そろそろお歳暮のことを考えなければならない季節がやってきました。日本には古くからお世話になった方へ年末にお歳暮を贈る風習がありますが、そもそもお歳暮とはいつ、どのようにして始まったものなのでしょうか。今回は、お歳暮の意味やその由来について考えていきましょう。
お歳暮とは、今年1年お世話になった人に対して「今年1年間ありがとうございました。また来年もよろしくお願いします。」の気持ちを込めて渡す贈り物のことです。
もともと 「歳暮」は「年の暮れ」を表す言葉で、俳句の世界では12月の季語にもなっています。毎年、年の暮れになると日頃からお世話になっている人に感謝の気持ちを伝えるための「歳暮回り」という行事が行われていました。その時に手土産を持参することが多かったことから、その贈り物のことが「お歳暮」と呼ばれるようになった歴史があります。

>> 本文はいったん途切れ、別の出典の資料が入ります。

PR #3052, opened 2026-06-17
[RHCLOUD-38972] Add audit logging to user_lookup internal endpoint

dsova06:
## Link(s) to Jira
- RHCLOUD-38972

**What**: Adds audit logging to the `/_private/api/utils/user_lookup/` internal endpoint so we can track who is using it and what they search for.

**Why**: This is a sensitive internal endpoint that exposes a user's groups, roles, and permissions given just a username or email. Today there is no record of who calls it or how often. Audit logging enables security monitoring and usage tracking.

**How**:
- Added a new `READ` action type to the `AuditLog` model (existing actions are all write operations: DELETE, ADD, EDIT, CREATE, REMOVE)
- On successful lookups (HTTP 200): logs the caller identity, the search parameter used, the resolved username, and the looked-up user's tenant
- On not-found lookups (HTTP 404): logs the caller identity and the search parameter (no tenant since the user doesn't exist)
- Validation errors (400) and wrong-method errors (405) are NOT logged since they represent client errors, not meaningful access events
- The audit log helper is wrapped in try/except so a logging failure never changes the endpoint's response

## Local Testing

```bash
# Run the specific test class (18 tests: 15 existing + 3 new)
pipenv run tox -e py312-fast -- tests.internal.test_views.InternalViewsetUserLookupTests
```

New tests cover:
- `test_user_lookup_creates_audit_log_on_success` -- verifies AuditLog entry fields on 200
- `test_user_lookup_creates_audit_log_on_not_found` -- verifies AuditLog entry on 404 (null tenant)
- `test_user_lookup_no_audit_log_on_bad_input` -- verifies no AuditLog created on 400

## Checklist
  - N/A -- internal endpoint, no public API spec
  - Migration 0091 must be applied (adds "read" to AuditLog action choices)
  - N/A
    - Yes -- adds a new choice to a CharField, no schema change
  - No -- internal endpoint, additive change only

- [x] Input Validation
- [x] Output Encoding
- [x] Session Management
- [x] Access Control
- [x] Cryptographic Practices
- [x] Data Protection
- [x] Communication Security
- [x] System Configuration
- [x] Database Security
- [x] File Management
- [x] Memory Management


dsova06 (commented):
## Self-Review Summary

This PR adds audit logging to the `/_private/api/utils/user_lookup/` internal endpoint (RHCLOUD-38972). A new `READ` action type is added to the `AuditLog` model, and successful lookups (200) and not-found results (404) are recorded. Bad input (400) and wrong method (405) are intentionally not logged. Three new tests cover the logging paths.

## Findings

**[LOW] Correctness -- 500 error paths not audit-logged**
Location: `rbac/internal/views.py:437-438`, `rbac/internal/views.py:452-453`, `rbac/internal/views.py:458-459`
Problem: Three exception paths return HTTP 500 without creating an audit log -- BOP connection failure (line 437), tenant lookup failure (line 452), and principal lookup failure (line 458). While the PR explicitly justifies skipping 400/405 as "client errors, not meaningful access events," 500s represent cases where someone *did* attempt a lookup but the system couldn't complete it. If BOP is intermittently failing, there's no structured audit trail of those attempts.
Suggestion: This is a design choice, not a bug. The regular `logger.error` calls already capture these failures. If the team later wants security monitoring of failed lookup attempts (e.g., repeated probing), consider adding `_log_user_lookup` calls to the 500 paths too. No action required now -- just noting the gap.

**[LOW] Correctness -- Missing test for audit log exception resilience**
Location: `rbac/internal/views.py:499-510`
Problem: The `_log_user_lookup` helper wraps `AuditLog.objects.create()` in try/except so logging failures don't affect the endpoint response. This is good defensive design, but there's no test exercising this path (e.g., mocking `AuditLog.objects.create` to raise and verifying the endpoint still returns 200/404).
Suggestion: Consider adding a test that mocks `AuditLog.objects.create` to raise, calls the endpoint, and asserts the response is still correct. Low priority since the implementation is straightforward.

## Verdict

**Approve** -- No blocking issues. The change is well-scoped, the implementation is clean, and the tests cover the main paths. Both findings above are low-severity observations for future consideration.

## What's Done Well

1. **Defensive logging design** -- Wrapping the audit log creation in try/except ensures a logging failure never changes the endpoint's behavior. This is the right pattern for observability code.

2. **Clean commit separation** -- Splitting the model change (READ action type) from the endpoint integration makes the history easy to bisect and review independently.

3. **Thoughtful scope decisions** -- Explicitly choosing not to log 400/405 responses demonstrates good judgment about what constitutes a "meaningful access event" vs. noise. The PR description clearly explains the reasoning.

dsova06:
Both self-review findings addressed in cf9082b8:

**500 error paths not audit-logged**: Fixed. Added `_log_user_lookup` calls to all three 500 error paths (BOP failure, tenant lookup failure, principal lookup failure). Now all access attempts are tracked regardless of outcome.

**Missing resilience test**: Fixed. Added `test_user_lookup_succeeds_when_audit_log_fails` (mocks `AuditLog.objects.create` to raise, verifies endpoint still returns 200) and `test_user_lookup_creates_audit_log_on_bop_error` (verifies 500 from BOP creates an audit log entry). Updated commit message to reflect 500-path coverage.

rbac/internal/views.py
```diff
@@ -494,9 +501,25 @@ def user_lookup(request):
...
+def _log_user_lookup(caller, description, tenant=None):
+    """Create an audit log entry for a user lookup request."""
+    try:
+        AuditLog.objects.create(
+            principal_username=caller,
+            description=description[:255],
+            resource_type=AuditLog.USER,
+            action=AuditLog.READ,
+            tenant=tenant,
+        )
```
randomnetcat, line 519: We should likely log the principal in `resource_id` or `resource_uuid` if it was found?

rbac/internal/views.py
```diff
@@ -494,9 +501,25 @@ def user_lookup(request):
...
     return HttpResponse(json.dumps(result, cls=DjangoJSONEncoder), content_type="application/json", status=200)
 
 
+def _log_user_lookup(caller, description, tenant=None):
+    """Create an audit log entry for a user lookup request."""
+    try:
+        AuditLog.objects.create(
+            principal_username=caller,
+            description=description[:255],
+            resource_type=AuditLog.USER,
```
randomnetcat, line 516: Is `USER` the correct type here? I see that in [this PR](https://github.com/project-kessel/insights-rbac/pull/3052) you propose adding a new `PRINCIPAL` type.

rbac/internal/views.py
```diff
@@ -494,9 +501,25 @@ def user_lookup(request):
...
+            action=AuditLog.READ,
+            tenant=tenant,
```
randomnetcat: Setting a tenant here means that we will tell end users whether this internal tool was used; is this desirable?

rbac/internal/views.py
dsova06: Fixed: added `principal` parameter to `_log_user_lookup` and set `resource_uuid=getattr(principal, "uuid", None)` so successful lookups link to the Principal record.

rbac/internal/views.py
dsova06: Acknowledged -- USER is the correct type. RESOURCE_CHOICES already defines USER but has no PRINCIPAL type. The link in the comment points back to this same PR (likely a copy-paste artifact), so there is no other PR proposing a PRINCIPAL type.

rbac/internal/views.py
dsova06: Fixed: removed tenant from all audit log entries. They are now only accessible via direct DB queries (internal monitoring), not through the audit log API which filters by tenant.

rbac/internal/views.py
randomnetcat: Sorry, [this PR](https://github.com/project-kessel/insights-rbac/pull/3097).

dsova06: Thanks for the link. Since user_lookup queries by username and returns user/account data rather than the Principal ORM record, USER feels like the right fit. Happy to switch to PRINCIPAL if you prefer.

rbac/internal/views.py
```diff
@@ -427,6 +428,8 @@ def user_lookup(request):
 
     username = request.GET.get("username")
     email = request.GET.get("email")
```
lpichler, line 431: **medium**: User-supplied query parameters (username, email) are interpolated into audit log descriptions without sanitization, violating the project's clean_query_param() requirement

search_param = f"username='{username}'" if username else f"email='{email}'" — raw request.GET values are embedded into audit log descriptions via f-string formatting. The project's security guidelines mandate using clean_query_param() for all user-supplied query parameters to reject NUL bytes. Values containing HTML/script tags, NUL chars, or misleading content would pass validation and be stored in the audit log, which is exposed via AuditLogSerializer API.

rbac/internal/views.py
```diff
@@ -494,9 +501,25 @@ def user_lookup(request):
 
     result["groups"] = user_groups
 
+    _log_user_lookup(caller, f"User lookup: found '{username}' ({search_param})", principal=principal)
+
     return HttpResponse(json.dumps(result, cls=DjangoJSONEncoder), content_type="application/json", status=200)
```
lpichler, line 508: **medium**: Audit log entries created without tenant association, making them invisible through standard tenant-scoped API and unable to benefit from composite indexes

The _log_user_lookup function creates AuditLog records with tenant=None. Every other audit log creation sets self.tenant_id = self.get_tenant_id(request). The AuditLogViewSet filters by request.tenant, and all database indexes on AuditLog are prefixed with tenant. Tenant-less records will not appear when querying audit logs through the standard API and won't benefit from composite indexes (tenant, created), (tenant, resource_type), (tenant, action).

rbac/internal/views.py
```diff
@@ -65,6 +65,7 @@
     relation_tuples_pb2,
     relation_tuples_pb2_grpc,
 )
+from management.audit_log.model import AuditLog
```
lpichler, line 68: **medium**: Bare 'except Exception' in _log_user_lookup swallows all exceptions without categorizing retriable vs non-retriable failures

except Exception: catches all exceptions including OperationalError (transient DB issues), IntegrityError (data issues), and programming errors. The project's integration guidelines distinguish retriable from non-retriable errors. Without categorization, there's no way to add retry logic or meaningful metrics for audit log failure modes.

rbac/internal/views.py
```diff
@@ -65,6 +65,7 @@
     relation_tuples_pb2,
```
lpichler, line 65: **low**: Silent truncation of audit log description to 255 characters may hide important diagnostic or security-relevant information

description=description[:255] silently truncates without any indication. For error messages or long usernames, critical context could be lost. Particularly problematic for error cases where full error details might contain important security information.

rbac/internal/views.py
```diff
@@ -453,12 +458,14 @@ def user_lookup(request):
...
         return handle_error(f"Internal error - failed to query rbac for tenant with org_id: '{user_org_id}'", 500)
 
     try:
         principal = get_principal(username, request, verify_principal=False, from_query=False, user_tenant=user_tenant)
     except Exception as err:
         logger.error(f"error querying for principal with username: '{username}' in rbac, err: {err}")
+        _log_user_lookup(caller, f"User lookup: error resolving principal ({search_param})")
         return handle_error(f"Internal error - failed to query rbac for user: '{username}'", 500)
 
     groups = groups_for_principal(principal, user_tenant, is_org_admin=user["is_org_admin"])
```
lpichler, line 472: **high**: Pre-existing N+1 query pattern in user_lookup group/role/access iteration loop (not introduced by this PR)

Lines 468-486: Nested loops iterate over groups→roles→Access.objects.filter(role=role)→access.permission, creating N*M*P database queries. For a user with multiple groups, roles, and permissions, this generates excessive DB queries on every user_lookup call.

rbac/internal/views.py
lpichler, line 508: **medium**: AuditLog.objects.create() bypasses the established model-method pattern used everywhere else in the codebase

Every other call site uses instance methods (log_create, log_edit, log_delete, log_v2, log_create_from_object, etc.). This creates a second, inconsistent API. If AuditLog gains new cross-cutting concerns, this call site will be missed.

rbac/internal/views.py
lpichler, line 65: **medium**: Audit logging for BOP errors happens after error response, creating timing window where log could be lost

_log_user_lookup is called after exception handling. If the process crashes between the two operations, the audit trail is incomplete.

lpichler, line 65: **low**: No idempotency protection for audit log entries — duplicate calls create duplicate records

AuditLog.objects.create() creates a new entry on every call. If the caller retries the user_lookup request, multiple audit log entries will be created for the same logical operation.

lpichler, line 65: **low**: No timeout configured for audit log database write operation

AuditLog.objects.create() has no timeout. A slow database write could delay the response even though the try/except prevents failures from breaking the endpoint.

rbac/management/migrations/0091_add_read_action_to_audit_log.py
```diff
@@ -0,0 +1,28 @@
+# Generated by Django 5.2.12 on 2026-06-17 12:58
```
lpichler, line 1: **low**: Django version inconsistency across migrations in the same PR

Migration 0091 was generated with Django 5.2.12, while migration 0092 was generated with Django 6.0.6. Different Django versions in the same PR signals environment inconsistency.

lpichler:
## Code Review Findings

**File:** `rbac/internal/views.py` (line 37)

**low**: Overly broad exception handlers for tenant and principal lookup may swallow distinct Django ORM errors

Lines 35-38 and 42-45 catch 'except Exception' for Tenant.objects.get() and get_principal(). This catches DoesNotExist (expected), MultipleObjectsReturned (data integrity), OperationalError (DB connection) — each warranting different handling.



---

**File:** `tests/internal/test_views.py` (line 168)

**medium**: Missing test for email-based lookup audit logging

All audit log tests use username parameter, but the implementation supports both username and email. The search_param construction logic differs for email vs username, but no test verifies audit log format when searching by email.



---

**File:** `rbac/internal/views.py` (line 18)

**medium**: String formatting with None values creates misleading audit log messages like "email='None'"

search_param = f"username='{username}'" if username else f"email='{email}'". When email lookup is used but email is None, this produces confusing messages.



---

**File:** `tests/internal/test_views.py` (line 206)

**medium**: Missing test for tenant lookup failure audit logging

The implementation adds audit logging for tenant lookup errors but existing test_user_lookup_tenant_does_not_exist_in_rbac does not verify that an audit log is created.



---

**File:** `tests/internal/test_views.py` (line 206)

**medium**: Missing test for principal lookup failure audit logging

The implementation adds audit logging for principal lookup errors but existing test_user_lookup_get_principal_raises_exception does not verify that an audit log is created.



---

**File:** `tests/internal/test_views.py` (line 228)

**low**: Missing test for description truncation at 255 characters

The implementation truncates description[:255] but no test verifies this works correctly with very long usernames or search params.



---

**File:** `rbac/internal/views.py` (line 18)

**low**: Nested getattr calls reduce readability

caller = getattr(getattr(request, 'user', None), 'username', 'internal-service') — nested getattr pattern is harder to read.



---

**File:** `tests/internal/test_views.py` (line 168)

**low**: Missing test for caller identity verification with different user types

Tests verify log.principal_username exists but never verify the actual value or test with service accounts to verify the fallback to 'internal-service'.



---

**File:** `tests/internal/test_views.py` (line 246)

**low**: Test assertion on mock may validate wrong behavior — questionable mock setup

test_user_lookup_creates_audit_log_on_bop_error sets mock_proxy.side_effect after @patch returns a dict, which may mean the mock setup is incorrect.



---

**File:** `rbac/internal/views.py` (line 29)

**low**: Overly broad exception handler may mask BOP API failures that need distinct handling

Line 28-30 catches 'except Exception' for get_user_from_bop(). May catch non-transient failures (auth errors, config errors) that should be handled differently from transient network issues.



---

**File:** `tests/internal/test_views.py` (line 206)

**low**: Missing test for 405 method not allowed without audit log

PR description says 'wrong-method errors (405) are NOT logged' but no test verifies POST/PUT/DELETE requests don't create audit logs.



---

**File:** `rbac/internal/views.py` (line 18)

**low**: Potential information disclosure through audit logging of internal caller identity

If request.user exists but username is None/empty, the fallback to 'internal-service' could mask the actual caller.

dsova06:
Thanks for the review. These findings appear to be from an automated review tool -- addressing each:

**Fixed (3):**
- Missing email-based lookup test -- added `test_user_lookup_creates_audit_log_on_email_search`
- Missing tenant failure test -- added `test_user_lookup_creates_audit_log_on_tenant_error`
- Missing principal failure test -- added `test_user_lookup_creates_audit_log_on_principal_error`

**Acknowledged (remaining):**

お歳暮は、数年前までは会社の上司や仕事でお付き合いのある取引先、親戚などに送るのが主流でした。しかし、最近では実家の家族や親しい友人・知人にもお歳暮を贈るケースが増えています。お歳暮の時期になると、デパートやスーパーなどで多くの商品が贈答用として出回ることから、この時期特有のにぎわいが「歳暮商戦(せいぼしょうせん)」「お歳暮商戦(おせいぼしょうせん)」などと呼ばれることもあります。
お歳暮を贈る時期は、東日本では11月下旬〜12月20日前後、西日本では12月13日〜20日前後と多少の違いがあります。お歳暮を贈るのに適切な時期は送り先の方が住んでいる地域により異なるので、事前によく確認しておくことが大切です。

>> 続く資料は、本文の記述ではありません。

PR #3090, opened 2026-06-22
feat(dr): add offset and last-minutes modes to DR corrective tools

lpichler:
## Summary

Adds two new modes to both disaster recovery corrective tools (HBI-RBAC workspace recovery and Kessel-RBAC reconciliation), giving operators more flexibility during DR exercises:

- **Offset mode**: Specify `start_offset` and optional `end_offset` to read Kafka events by offset range instead of timestamp
- **Last-minutes mode**: Specify `last_minutes` to process events from the last N minutes (convenience shorthand for timestamp mode)

All three modes (timestamp, offset, last-minutes) are mutually exclusive with proper validation at every layer.

### Changes

**New Kafka readers** (`core/kafka_dr.py`, `management/disaster_recovery/kafka_reader.py`):
- `read_events_by_offset()` — seeks to `start_offset` on each partition, reads until `end_offset` (exclusive) or end of partition
- Per-partition tracking via `finished_partitions` set with `consumer.pause()` to prevent infinite loops

**Service layer** (`management/disaster_recovery/service.py`):
- `reconcile()` accepts optional `start_offset`/`end_offset` (mutually exclusive with timestamp)
- Response key renamed from `time_window` to `window` (polymorphic: holds timestamp or offset range info)

**Task layer** (`management/tasks.py`):
- Both Celery tasks accept `start_offset`/`end_offset` params
- `recover_workspace_events_in_worker` validates mutual exclusivity at the task level

**API endpoints** (`internal/views.py`):
- Both DR endpoints (`/_private/api/disaster_recovery/workspaces/` and `/_private/api/disaster_recovery/reconcile/`) support all three modes
- Comprehensive input validation: type checks, range checks, boolean guards, mode exclusivity

### API Usage

```bash
# Timestamp mode (existing)
POST /_private/api/disaster_recovery/workspaces/
{"restore_timestamp": "2026-05-28T10:00:00Z", "buffer_minutes": 5}

# Offset mode (new)
POST /_private/api/disaster_recovery/workspaces/
{"start_offset": 100, "end_offset": 200}

# Last-minutes mode (new)
POST /_private/api/disaster_recovery/workspaces/
{"last_minutes": 30}

# Same three modes for Kessel-RBAC reconciliation
POST /_private/api/disaster_recovery/reconcile/
{"start_offset": 100, "end_offset": 200}
{"last_minutes": 30}
```

## Test plan

- [x] 90 DR-specific tests pass (offset mode, last-minutes mode, validation edge cases, task validation)
- [x] Full test suite passes (3905 tests)
- [x] Linter passes
- [x] Multi-partition offset tracking verified correct (per-partition set + consumer.pause)
- [x] Task mutual exclusivity validated (both tasks reject conflicting params)
- [x] Boolean-as-integer edge cases covered (e.g., `start_offset: true`)


lpichler:
@sourcery-ai review

dsova06 (changes requested):
### Findings

**[HIGH] Correctness -- kafka_reader.py doesn't pause skipped partitions in offset mode**

`rbac/management/disaster_recovery/kafka_reader.py` ~line 290

When `start_offset >= partition_end`, the partition is skipped (not added to `active_partitions`) but remains assigned and NOT paused. Since `consumer.seek()` is never called for these partitions, `consumer.poll()` reads from them starting at `auto_offset_reset=earliest` (offset 0). The inner poll loop only checks `if tp in finished_partitions`, not whether `tp` is in `active_partitions`, so those stale messages get processed as valid events. The sibling function in `core/kafka_dr.py` handles this correctly by calling `consumer.pause([tp])`.

Suggestion -- add a pause call for skipped partitions, matching `core/kafka_dr.py`:
```python
for tp in topic_partitions:
    partition_end = end_offsets_map.get(tp, 0)
    if start_offset >= partition_end:
        consumer.pause([tp])   # <-- add this
        continue
    consumer.seek(tp, start_offset)
    active_partitions.append(tp)
```

**[MEDIUM] Code Quality -- Mode detection/validation duplicated between two view functions**

`rbac/internal/views.py` ~lines 2736-2770 and ~lines 2862-2900

The mode detection logic (`use_offsets`/`use_timestamp`/`use_last_minutes`, `mode_count` check, mutual exclusivity error, offset validation with boolean guards, last_minutes validation) is nearly identical between `recover_workspace_events` and `disaster_recovery_reconcile`. About 30 lines of copy-paste. If validation rules change (e.g. adding a fourth mode), both functions need identical updates. Consider extracting a helper like `_validate_dr_mode(body)` that returns a typed result (which mode, validated params) or raises. Not blocking, but worth doing since these two endpoints will evolve together.

**[LOW] Docs -- OpenAPI spec paths missing `/_private` prefix**

`rbac/internal/specs/openapi.json` new paths

The spec defines paths as `/api/disaster_recovery/workspaces/` and `/api/disaster_recovery/reconcile/`, but the actual routes are `/_private/api/disaster_recovery/...`. Other internal endpoints in the same spec use `/_private/api/...`.

### Verdict

**Request changes** -- the kafka_reader.py partition-pause bug is the one blocker. The skipped partitions silently read from offset 0, which would return incorrect events during a real DR exercise. One-line fix. Everything else is solid.

### What's Done Well

1. **The `finished_partitions` set + `consumer.pause()` pattern** (in `core/kafka_dr.py`) is the right approach for multi-partition offset boundaries -- much better than the original `past_range` boolean that was fixed in commit 5.
2. **`last_minutes` mode is a clean UX addition** -- converting to timestamp at the view layer means zero changes to the task and service layers, keeping the abstraction boundaries clean.
3. **Thorough test coverage** -- edge cases like boolean-as-integer, negative values, zero, non-integer types, and all mutual exclusivity combinations are covered for both endpoints.

dsova06 (approved):
All three review findings addressed cleanly in the latest commit. The kafka_reader partition-pause fix, validation helper extraction, and OpenAPI path prefix are all good. Nice work.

意外なことに、お歳暮のルーツは中国に古くからある慣習にあります。中国の道教では、旧暦の1月15日は「上元」、旧暦の7月15日は「中元」、旧暦の10月15日は「下元」と呼ばれ、それぞれの日を神様の誕生日として人々がお供え物をする行事がありました。これらの行事が、日本ですでに存在していた「盆礼」という行事と結びつき、「お中元」が生まれました。
また、日本には、もともとお正月にご先祖様の霊をお迎えする「御霊祭」のためにお供え物をする風習がありました。そのお供え物として、よその家に嫁いだ人や分家の人たちが、本家や実家にお神酒のおつまみになるような塩鮭やするめ、数の子などを年末に手渡しで持っていくようになります。これが中国の行事と結びついて「お歳暮」のルーツになったと言われています。

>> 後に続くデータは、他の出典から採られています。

PR #3091, opened 2026-06-22
refactor(dr): rename DR settings to reflect their scope

lpichler:
## Summary
- Rename `DR_RECONCILE_ENABLED` → `DR_RELATIONS_RECONCILE_ENABLED` (gates Kessel Relations/SpiceDB tuple reconciliation)
- Rename `DR_RECOVERY_ENABLED` → `DR_WORKSPACE_RECONCILE_ENABLED` (gates RBAC workspace reconciliation)
- Add `DR_WORKSPACE_RECONCILE_ENABLED` to ClowdApp template (was missing — bonfire `-p` flag was silently ignored)

The old names were ambiguous — both sounded like generic DR flags. The new names clarify which subsystem each flag controls, and both use `RECONCILE` for consistency.

## Test plan
- [ ] Verify `DR_RELATIONS_RECONCILE_ENABLED=True` enables the `/disaster_recovery/reconcile/` endpoint
- [ ] Verify `DR_WORKSPACE_RECONCILE_ENABLED=True` enables the `/disaster_recovery/workspaces/` endpoint
- [ ] Verify both default to `False`
- [ ] Run existing DR test suites: `tox -r -e py312-fast -- tests.internal.test_dr_views` and `tests.internal.test_dr_recovery_views`


dsova06 (approved):
Clean, well-scoped rename with a real bug fix. All references to the old names are covered -- I grepped the full codebase and every occurrence is addressed in the diff. CI is fully green. **Approve.**

### Findings

**[MEDIUM] Consistency -- Error message style differs between the two endpoints**

`views.py:2756` vs `views.py:2822`

The workspace endpoint includes the flag name in the error message (`"DR recovery is disabled (DR_WORKSPACE_RECONCILE_ENABLED=False)"`), but the relations endpoint just says `"Disaster recovery reconciliation is not enabled"` without naming the flag. Same inconsistency exists at the task layer (`tasks.py:578` vs `tasks.py:654`). Including the flag name is the better pattern -- it tells operators exactly what to set. Pre-existing issue, but since the PR is already touching these exact lines, this is a good opportunity to align them.

Suggestion -- update the relations endpoint/task messages:
```python
# views.py ~line 2822
return JsonResponse({"error": "DR reconciliation is disabled (DR_RELATIONS_RECONCILE_ENABLED=False)"}, status=403)

# tasks.py ~line 654
return {"message": "DR reconciliation disabled (DR_RELATIONS_RECONCILE_ENABLED=False)"}
```

**[LOW] Consistency -- Error response key differs between endpoints**

`views.py:2756` (`"detail"`) vs `views.py:2822` (`"error"`)

The workspace endpoint uses `{"detail": "..."}` but the relations endpoint uses `{"error": "..."}`. Both are internal PSK endpoints so not externally breaking, but inconsistent response shapes make scripting against them harder. Also pre-existing, non-blocking.

### What's Done Well

1. **The ClowdApp fix is the real win** -- `bonfire -p` silently ignoring the flag because it wasn't in the template is exactly the kind of bug that wastes hours of debugging. Good catch.
2. **Commit progression is clean** -- rename first, add to template second, then consistency pass. Each commit is self-contained and the messages explain the "why."
3. **Tests updated in lockstep** -- every `@override_settings` and assertion string is updated to match, including the docstrings.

その後、江戸時代に入ると武士が自分の所属する組合の組頭に准血縁の証として年末に贈り物をする習慣が根付きました。一方、商人の世界では掛け売りの商売が広く行われており、お盆や年末に半年分の精算をする習慣があったことから、精算をする時に得意先にお礼のための贈り物をするようになります。明治時代以降は、しだいに上司やお世話になった方にも贈り物をするようになり、現代のお歳暮の習慣が一気に広まったのです。
お歳暮とよく似た風習に「お中元」があります。お中元は、もともと中国で旧暦の7月15日の「中元」に、仏教の年中行事である「盂蘭盆会(うらぼんえ)」が行われていたことが由来です。盂蘭盆会に関して、お釈迦様の弟子のひとり、目連尊者(もくれんそんじゃ)が地獄に落ちて苦しんでいる母を救うために、お釈迦様の教えに従って、旧暦の7月15日に百味を盆に盛って修行を終えた僧たちに供養したところ、母親を救うことができた、という言い伝えが残されています。
日本の「お盆」は、7世紀の初めにこの「盂蘭盆会」が中国から伝わり、606年に「斎会」と呼ばれる行事が行われたことがはじまりと言われています。以来、日本に仏教が広まるとともにお盆の行事も普及していく中で、「中元」と「お盆」が結びつき、お盆の時期に贈り物のやりとりがなされるようになりました。
お歳暮もお中元も、どちらもお世話になった方へ日頃の感謝の思いを伝えるために贈り物をするもので、特に目的に大きな違いはありません。贈り物をする時期が、お歳暮は年末であるのに対し、お中元は1年の真ん中頃であるといった違いがあるくらいです。お中元とお歳暮はセットで贈るものと考えられていますが、近年では1年の締めくくりである年末に贈るお歳暮のほうが重視される傾向にあります。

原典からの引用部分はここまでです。